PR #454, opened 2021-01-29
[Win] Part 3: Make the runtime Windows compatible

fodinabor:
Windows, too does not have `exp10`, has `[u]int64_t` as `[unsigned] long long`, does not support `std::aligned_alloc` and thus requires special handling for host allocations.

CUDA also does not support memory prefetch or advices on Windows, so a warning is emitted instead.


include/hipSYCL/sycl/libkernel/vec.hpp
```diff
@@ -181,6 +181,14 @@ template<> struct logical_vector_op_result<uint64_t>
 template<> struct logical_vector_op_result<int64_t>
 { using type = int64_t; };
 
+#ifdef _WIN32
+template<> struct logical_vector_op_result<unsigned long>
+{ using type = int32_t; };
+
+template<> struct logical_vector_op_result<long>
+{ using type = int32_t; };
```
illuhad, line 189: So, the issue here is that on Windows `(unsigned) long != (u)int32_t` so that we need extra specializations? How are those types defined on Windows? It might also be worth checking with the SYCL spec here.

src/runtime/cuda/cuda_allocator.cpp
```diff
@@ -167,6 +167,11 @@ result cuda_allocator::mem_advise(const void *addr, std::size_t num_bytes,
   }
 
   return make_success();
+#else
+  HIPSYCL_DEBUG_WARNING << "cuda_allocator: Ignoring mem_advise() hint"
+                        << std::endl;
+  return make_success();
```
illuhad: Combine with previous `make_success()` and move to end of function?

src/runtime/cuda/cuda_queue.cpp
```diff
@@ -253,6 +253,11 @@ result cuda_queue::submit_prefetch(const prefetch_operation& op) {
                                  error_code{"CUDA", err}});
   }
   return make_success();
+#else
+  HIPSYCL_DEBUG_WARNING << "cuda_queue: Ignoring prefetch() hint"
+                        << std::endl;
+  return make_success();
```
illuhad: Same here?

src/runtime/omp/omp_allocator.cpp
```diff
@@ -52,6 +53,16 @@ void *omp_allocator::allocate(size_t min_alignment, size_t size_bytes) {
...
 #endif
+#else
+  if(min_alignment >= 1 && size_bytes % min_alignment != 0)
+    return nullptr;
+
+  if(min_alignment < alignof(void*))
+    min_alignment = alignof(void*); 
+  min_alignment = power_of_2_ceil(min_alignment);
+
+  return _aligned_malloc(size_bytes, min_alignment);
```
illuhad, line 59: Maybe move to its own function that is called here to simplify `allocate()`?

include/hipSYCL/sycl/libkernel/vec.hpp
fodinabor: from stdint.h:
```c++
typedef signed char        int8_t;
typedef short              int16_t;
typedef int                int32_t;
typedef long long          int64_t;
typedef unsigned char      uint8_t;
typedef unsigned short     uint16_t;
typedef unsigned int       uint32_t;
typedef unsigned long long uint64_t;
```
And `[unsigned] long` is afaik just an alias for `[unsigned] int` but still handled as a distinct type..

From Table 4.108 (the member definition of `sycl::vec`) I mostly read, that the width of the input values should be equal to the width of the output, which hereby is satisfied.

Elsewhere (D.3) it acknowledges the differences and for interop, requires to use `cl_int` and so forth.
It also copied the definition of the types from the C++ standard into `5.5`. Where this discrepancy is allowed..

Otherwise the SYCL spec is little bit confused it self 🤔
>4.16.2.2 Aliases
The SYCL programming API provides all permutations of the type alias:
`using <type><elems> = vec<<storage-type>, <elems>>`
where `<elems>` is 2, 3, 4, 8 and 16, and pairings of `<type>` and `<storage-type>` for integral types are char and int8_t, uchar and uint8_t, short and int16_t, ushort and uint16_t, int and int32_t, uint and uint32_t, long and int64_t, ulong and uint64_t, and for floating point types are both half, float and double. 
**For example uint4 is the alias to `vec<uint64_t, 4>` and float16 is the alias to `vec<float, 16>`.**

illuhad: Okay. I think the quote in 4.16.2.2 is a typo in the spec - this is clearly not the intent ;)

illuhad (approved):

• What you should do:
Please give, as a bare number, how many lines in the listing above contain "alignof".

• Answer to the exercise:
2